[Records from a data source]
* * * * * * *

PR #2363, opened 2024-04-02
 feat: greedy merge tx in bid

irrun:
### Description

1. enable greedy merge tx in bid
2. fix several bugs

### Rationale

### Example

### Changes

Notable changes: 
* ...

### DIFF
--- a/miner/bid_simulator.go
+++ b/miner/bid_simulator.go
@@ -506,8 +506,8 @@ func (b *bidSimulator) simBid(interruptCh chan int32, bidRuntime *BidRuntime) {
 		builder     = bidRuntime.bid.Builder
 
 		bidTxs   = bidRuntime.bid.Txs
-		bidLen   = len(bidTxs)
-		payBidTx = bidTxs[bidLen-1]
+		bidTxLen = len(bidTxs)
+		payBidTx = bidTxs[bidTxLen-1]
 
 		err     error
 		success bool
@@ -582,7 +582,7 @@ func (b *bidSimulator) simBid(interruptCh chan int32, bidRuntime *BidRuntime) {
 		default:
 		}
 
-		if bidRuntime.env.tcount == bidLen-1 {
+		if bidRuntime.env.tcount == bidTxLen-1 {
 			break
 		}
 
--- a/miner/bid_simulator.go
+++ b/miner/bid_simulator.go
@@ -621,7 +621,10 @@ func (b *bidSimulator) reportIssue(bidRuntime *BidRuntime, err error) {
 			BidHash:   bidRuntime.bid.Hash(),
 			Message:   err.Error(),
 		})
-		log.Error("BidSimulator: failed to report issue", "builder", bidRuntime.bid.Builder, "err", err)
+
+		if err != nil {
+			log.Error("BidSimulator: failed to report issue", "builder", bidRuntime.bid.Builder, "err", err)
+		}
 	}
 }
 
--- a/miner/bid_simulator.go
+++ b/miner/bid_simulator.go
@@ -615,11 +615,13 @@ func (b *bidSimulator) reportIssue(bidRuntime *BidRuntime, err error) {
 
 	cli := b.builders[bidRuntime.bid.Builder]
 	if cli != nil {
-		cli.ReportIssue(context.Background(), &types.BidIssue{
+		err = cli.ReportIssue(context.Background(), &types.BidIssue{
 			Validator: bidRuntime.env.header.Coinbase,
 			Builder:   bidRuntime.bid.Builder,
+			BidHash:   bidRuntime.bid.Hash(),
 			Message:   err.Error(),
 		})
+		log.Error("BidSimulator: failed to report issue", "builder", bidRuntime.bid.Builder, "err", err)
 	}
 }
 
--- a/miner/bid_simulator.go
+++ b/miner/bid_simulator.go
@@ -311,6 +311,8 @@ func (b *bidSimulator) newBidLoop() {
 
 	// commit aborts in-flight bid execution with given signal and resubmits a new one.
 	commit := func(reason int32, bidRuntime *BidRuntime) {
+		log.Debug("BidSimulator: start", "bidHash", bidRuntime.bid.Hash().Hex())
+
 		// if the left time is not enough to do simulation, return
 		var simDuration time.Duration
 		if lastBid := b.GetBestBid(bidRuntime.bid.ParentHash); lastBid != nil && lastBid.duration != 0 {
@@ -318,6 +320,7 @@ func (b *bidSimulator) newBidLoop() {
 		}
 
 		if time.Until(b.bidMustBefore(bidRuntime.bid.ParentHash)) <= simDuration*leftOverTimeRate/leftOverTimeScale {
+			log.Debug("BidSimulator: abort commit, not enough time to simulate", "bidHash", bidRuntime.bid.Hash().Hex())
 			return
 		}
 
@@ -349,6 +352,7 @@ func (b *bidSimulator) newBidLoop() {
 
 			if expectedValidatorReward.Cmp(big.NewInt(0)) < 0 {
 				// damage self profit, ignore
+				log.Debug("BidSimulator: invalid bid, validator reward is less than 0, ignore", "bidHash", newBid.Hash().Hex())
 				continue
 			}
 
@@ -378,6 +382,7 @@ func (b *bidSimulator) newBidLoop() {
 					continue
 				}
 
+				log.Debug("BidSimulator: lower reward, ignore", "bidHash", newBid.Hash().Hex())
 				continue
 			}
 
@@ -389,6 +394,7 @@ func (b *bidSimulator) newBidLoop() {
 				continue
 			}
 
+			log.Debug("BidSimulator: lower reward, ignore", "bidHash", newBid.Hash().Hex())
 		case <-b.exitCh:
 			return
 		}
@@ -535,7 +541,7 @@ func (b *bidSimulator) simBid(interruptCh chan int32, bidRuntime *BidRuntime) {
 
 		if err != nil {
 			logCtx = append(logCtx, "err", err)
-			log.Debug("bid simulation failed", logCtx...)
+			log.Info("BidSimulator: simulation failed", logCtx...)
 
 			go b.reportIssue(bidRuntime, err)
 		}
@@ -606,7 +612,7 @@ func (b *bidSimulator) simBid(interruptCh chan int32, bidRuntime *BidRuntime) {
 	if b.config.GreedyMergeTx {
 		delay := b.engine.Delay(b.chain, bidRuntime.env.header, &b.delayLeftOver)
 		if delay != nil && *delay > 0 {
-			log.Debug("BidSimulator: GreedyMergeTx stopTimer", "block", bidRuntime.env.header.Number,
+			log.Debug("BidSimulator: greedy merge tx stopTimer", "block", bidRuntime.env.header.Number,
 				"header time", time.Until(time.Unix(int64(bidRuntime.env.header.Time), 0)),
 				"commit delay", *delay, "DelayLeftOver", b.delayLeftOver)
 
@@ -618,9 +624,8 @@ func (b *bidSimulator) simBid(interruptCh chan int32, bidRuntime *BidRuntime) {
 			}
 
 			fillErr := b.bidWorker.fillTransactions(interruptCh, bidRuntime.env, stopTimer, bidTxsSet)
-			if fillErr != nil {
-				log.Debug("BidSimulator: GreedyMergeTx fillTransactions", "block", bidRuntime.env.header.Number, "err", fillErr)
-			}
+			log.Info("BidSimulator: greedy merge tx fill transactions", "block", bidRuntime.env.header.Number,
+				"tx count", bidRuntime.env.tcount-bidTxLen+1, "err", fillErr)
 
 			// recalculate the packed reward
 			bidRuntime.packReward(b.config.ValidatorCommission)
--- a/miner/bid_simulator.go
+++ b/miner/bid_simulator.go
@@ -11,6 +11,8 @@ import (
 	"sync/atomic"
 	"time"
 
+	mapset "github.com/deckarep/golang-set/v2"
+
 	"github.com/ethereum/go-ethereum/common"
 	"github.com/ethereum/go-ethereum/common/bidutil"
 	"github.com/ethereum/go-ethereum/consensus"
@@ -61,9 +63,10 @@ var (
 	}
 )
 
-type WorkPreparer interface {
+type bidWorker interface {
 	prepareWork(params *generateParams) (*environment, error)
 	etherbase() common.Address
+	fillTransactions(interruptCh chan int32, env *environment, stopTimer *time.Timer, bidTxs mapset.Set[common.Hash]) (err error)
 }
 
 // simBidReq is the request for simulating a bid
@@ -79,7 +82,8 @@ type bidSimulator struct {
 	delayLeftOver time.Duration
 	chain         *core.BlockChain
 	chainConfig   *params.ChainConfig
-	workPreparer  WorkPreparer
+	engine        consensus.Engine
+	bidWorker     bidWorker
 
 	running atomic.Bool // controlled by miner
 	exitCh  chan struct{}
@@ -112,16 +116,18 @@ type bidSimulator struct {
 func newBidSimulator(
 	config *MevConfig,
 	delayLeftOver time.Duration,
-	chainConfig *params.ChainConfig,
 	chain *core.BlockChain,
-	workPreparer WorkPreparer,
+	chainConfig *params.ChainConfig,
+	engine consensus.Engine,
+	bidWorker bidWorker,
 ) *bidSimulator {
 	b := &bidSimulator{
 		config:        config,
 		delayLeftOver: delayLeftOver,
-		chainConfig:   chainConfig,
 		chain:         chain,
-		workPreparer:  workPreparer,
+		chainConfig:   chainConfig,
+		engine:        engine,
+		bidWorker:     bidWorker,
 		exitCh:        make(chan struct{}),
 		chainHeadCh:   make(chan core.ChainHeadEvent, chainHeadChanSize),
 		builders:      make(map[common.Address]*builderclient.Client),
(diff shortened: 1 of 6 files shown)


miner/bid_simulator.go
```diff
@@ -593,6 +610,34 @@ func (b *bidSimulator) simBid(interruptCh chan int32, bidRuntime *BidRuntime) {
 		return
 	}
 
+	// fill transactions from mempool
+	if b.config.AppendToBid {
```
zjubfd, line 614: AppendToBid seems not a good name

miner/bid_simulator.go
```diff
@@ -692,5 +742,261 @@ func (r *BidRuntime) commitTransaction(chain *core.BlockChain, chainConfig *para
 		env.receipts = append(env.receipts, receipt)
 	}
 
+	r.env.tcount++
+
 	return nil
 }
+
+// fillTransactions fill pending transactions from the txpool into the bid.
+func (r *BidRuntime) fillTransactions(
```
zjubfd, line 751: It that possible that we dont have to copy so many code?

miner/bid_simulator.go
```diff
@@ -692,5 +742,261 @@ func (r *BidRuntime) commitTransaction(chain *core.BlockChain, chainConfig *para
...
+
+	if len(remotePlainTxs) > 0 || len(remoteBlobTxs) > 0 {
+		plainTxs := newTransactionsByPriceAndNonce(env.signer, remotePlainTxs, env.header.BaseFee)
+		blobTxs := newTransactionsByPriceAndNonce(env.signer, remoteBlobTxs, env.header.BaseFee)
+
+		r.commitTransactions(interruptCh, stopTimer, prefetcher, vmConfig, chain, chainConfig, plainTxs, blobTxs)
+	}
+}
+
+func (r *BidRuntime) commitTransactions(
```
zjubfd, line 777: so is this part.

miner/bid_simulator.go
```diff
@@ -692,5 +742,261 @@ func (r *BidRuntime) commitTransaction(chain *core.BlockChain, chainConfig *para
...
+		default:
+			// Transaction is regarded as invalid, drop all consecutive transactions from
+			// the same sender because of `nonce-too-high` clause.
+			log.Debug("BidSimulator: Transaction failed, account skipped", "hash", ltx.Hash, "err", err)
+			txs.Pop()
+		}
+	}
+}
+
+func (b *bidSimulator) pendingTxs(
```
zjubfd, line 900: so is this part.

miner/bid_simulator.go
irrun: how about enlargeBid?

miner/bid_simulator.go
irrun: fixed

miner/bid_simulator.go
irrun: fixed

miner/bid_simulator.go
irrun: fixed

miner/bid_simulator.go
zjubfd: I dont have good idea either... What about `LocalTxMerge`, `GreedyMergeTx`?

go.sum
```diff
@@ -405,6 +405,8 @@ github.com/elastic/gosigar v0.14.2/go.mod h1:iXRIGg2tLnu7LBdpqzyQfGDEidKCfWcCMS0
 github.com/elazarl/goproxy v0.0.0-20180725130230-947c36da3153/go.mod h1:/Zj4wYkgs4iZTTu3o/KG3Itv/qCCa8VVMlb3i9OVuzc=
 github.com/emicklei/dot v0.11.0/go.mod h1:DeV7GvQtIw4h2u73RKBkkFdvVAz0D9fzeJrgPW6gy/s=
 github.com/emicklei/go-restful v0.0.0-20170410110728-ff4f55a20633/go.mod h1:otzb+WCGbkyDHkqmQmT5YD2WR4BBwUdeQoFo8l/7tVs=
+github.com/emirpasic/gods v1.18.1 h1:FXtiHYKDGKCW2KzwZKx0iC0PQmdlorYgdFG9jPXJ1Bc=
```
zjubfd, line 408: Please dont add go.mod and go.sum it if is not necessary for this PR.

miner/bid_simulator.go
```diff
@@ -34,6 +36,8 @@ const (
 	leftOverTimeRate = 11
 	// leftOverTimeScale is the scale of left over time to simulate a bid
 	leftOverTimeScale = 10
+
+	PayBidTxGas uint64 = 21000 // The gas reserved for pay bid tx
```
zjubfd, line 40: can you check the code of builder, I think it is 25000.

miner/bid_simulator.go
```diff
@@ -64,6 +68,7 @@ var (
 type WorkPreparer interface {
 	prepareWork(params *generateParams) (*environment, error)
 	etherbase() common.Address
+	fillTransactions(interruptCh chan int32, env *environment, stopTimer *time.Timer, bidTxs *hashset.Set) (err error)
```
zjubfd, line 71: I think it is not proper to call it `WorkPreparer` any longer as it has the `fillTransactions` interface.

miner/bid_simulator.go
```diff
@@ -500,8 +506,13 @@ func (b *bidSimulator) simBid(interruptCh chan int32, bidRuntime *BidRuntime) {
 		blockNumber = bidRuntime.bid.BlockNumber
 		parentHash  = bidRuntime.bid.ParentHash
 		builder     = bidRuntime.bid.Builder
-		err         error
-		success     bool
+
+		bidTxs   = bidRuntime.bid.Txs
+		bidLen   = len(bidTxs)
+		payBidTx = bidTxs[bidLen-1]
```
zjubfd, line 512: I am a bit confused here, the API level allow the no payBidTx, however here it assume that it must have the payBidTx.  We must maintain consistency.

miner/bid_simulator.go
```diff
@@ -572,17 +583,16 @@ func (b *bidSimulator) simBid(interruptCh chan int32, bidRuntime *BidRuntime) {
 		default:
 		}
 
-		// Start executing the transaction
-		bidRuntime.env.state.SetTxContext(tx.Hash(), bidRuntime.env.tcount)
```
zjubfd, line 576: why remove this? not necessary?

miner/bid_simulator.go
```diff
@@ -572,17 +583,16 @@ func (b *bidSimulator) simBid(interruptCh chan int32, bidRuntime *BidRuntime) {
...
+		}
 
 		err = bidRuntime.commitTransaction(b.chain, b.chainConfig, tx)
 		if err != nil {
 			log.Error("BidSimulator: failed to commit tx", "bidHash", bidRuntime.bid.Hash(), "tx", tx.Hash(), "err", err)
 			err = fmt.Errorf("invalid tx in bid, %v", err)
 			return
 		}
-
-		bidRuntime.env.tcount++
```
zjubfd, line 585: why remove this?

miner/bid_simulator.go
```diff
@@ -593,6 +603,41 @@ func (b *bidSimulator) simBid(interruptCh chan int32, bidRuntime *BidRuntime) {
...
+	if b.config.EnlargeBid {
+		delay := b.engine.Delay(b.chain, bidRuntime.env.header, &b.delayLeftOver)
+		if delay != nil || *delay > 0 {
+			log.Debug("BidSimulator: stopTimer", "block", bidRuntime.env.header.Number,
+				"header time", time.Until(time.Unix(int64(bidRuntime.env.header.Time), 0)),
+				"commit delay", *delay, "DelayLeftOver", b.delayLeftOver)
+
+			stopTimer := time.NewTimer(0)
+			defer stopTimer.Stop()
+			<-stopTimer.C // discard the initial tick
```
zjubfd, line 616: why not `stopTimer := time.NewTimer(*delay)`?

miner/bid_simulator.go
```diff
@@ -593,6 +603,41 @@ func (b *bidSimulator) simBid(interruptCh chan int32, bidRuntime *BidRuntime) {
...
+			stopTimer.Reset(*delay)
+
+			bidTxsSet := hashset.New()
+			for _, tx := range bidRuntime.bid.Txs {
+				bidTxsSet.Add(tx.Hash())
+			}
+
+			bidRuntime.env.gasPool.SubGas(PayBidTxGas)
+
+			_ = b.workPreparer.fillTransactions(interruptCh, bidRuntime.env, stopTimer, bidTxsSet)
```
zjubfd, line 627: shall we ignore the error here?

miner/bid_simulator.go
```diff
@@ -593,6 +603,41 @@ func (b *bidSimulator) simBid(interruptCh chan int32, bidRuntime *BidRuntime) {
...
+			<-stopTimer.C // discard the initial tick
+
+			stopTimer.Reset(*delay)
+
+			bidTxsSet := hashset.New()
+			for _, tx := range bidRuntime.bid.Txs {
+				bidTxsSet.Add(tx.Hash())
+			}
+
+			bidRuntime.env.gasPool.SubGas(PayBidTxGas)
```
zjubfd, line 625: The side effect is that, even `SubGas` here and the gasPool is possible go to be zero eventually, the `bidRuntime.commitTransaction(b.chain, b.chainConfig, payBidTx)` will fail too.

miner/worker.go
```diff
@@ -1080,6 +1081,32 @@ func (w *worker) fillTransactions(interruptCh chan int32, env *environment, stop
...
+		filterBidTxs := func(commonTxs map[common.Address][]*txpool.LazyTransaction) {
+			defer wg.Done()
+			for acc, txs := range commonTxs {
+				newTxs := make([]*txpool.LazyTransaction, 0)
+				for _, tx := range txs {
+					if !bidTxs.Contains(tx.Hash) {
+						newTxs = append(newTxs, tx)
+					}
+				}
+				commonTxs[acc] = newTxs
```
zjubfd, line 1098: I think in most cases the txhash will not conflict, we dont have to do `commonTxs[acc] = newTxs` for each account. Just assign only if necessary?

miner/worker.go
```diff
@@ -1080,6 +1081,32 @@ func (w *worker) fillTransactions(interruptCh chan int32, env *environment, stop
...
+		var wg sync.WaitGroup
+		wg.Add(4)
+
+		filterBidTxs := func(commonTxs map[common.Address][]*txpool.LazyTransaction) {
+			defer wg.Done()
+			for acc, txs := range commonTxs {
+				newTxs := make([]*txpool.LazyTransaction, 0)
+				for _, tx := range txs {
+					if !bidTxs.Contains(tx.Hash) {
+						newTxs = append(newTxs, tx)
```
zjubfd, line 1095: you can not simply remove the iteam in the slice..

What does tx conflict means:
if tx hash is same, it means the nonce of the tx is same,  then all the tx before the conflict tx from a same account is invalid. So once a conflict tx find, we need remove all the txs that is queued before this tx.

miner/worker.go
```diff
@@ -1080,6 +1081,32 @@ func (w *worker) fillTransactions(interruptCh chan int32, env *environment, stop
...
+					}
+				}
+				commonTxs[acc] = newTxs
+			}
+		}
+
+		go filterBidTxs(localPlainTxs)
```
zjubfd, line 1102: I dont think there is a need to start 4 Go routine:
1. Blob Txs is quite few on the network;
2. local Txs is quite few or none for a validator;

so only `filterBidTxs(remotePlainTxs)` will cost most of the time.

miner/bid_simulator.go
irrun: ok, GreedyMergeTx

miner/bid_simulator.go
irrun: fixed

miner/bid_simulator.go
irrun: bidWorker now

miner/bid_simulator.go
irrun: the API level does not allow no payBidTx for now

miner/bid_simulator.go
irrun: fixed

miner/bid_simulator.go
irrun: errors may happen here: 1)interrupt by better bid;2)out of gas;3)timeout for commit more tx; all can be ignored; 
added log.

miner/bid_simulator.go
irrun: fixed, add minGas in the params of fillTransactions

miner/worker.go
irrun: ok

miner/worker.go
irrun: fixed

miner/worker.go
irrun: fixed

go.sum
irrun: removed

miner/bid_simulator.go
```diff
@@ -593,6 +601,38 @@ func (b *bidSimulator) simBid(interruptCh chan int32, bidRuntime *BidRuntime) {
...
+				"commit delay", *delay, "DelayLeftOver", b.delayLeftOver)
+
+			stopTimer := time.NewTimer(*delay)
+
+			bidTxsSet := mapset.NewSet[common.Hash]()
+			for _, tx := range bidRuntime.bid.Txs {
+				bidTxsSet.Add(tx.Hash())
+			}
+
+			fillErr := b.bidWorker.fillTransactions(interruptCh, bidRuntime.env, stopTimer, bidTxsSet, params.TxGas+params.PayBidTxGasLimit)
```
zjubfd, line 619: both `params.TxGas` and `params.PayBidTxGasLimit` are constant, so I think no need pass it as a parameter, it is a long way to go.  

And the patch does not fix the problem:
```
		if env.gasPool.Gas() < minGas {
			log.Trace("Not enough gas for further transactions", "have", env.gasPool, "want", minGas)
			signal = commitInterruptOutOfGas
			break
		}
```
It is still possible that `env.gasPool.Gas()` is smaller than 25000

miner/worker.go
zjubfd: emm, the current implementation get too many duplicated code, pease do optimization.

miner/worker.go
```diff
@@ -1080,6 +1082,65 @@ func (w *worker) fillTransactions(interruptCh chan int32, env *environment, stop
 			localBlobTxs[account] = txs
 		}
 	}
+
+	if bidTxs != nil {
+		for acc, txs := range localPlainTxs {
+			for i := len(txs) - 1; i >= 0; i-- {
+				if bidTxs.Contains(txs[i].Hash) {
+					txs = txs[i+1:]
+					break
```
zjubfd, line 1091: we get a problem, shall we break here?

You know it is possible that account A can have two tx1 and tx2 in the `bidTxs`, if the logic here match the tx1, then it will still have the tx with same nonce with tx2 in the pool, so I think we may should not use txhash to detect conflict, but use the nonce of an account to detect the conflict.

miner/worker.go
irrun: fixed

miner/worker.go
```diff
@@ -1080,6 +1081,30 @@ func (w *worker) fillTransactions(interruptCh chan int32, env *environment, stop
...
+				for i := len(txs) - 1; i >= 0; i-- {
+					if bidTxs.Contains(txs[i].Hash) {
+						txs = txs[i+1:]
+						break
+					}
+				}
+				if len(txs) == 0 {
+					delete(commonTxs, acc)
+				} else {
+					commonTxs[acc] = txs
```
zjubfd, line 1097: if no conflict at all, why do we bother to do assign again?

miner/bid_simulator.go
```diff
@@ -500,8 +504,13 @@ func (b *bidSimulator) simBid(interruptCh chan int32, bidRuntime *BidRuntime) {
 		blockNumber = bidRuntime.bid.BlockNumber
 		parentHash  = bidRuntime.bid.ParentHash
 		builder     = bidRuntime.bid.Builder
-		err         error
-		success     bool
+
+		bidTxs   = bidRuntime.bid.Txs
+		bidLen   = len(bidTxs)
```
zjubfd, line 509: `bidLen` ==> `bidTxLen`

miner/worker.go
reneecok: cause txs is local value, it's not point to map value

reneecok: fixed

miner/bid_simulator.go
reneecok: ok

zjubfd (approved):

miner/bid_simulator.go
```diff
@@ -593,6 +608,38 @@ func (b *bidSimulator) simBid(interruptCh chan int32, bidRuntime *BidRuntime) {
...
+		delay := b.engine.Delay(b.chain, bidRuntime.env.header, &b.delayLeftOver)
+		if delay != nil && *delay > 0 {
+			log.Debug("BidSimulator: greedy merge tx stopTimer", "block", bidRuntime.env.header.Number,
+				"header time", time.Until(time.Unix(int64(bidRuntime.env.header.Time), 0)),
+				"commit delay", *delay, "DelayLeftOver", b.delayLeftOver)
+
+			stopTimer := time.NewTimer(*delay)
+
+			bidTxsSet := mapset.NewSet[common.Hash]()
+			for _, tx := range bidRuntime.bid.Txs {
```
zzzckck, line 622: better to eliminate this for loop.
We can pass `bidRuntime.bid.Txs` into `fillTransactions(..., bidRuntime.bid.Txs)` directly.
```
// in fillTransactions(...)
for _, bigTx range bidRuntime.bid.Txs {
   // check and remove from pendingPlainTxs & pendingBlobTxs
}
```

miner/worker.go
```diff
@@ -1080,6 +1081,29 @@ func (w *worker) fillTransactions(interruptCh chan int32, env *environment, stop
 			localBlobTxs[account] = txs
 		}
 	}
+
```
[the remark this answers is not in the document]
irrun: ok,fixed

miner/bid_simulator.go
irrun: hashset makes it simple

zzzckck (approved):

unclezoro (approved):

* * * * * * *

- _Exercise instructions_: Where does "leftOverTimeRate" appear in the records above? Copy every line that has it.

- _Completed task_:
 		if time.Until(b.bidMustBefore(bidRuntime.bid.ParentHash)) <= simDuration*leftOverTimeRate/leftOverTimeScale {
 	leftOverTimeRate = 11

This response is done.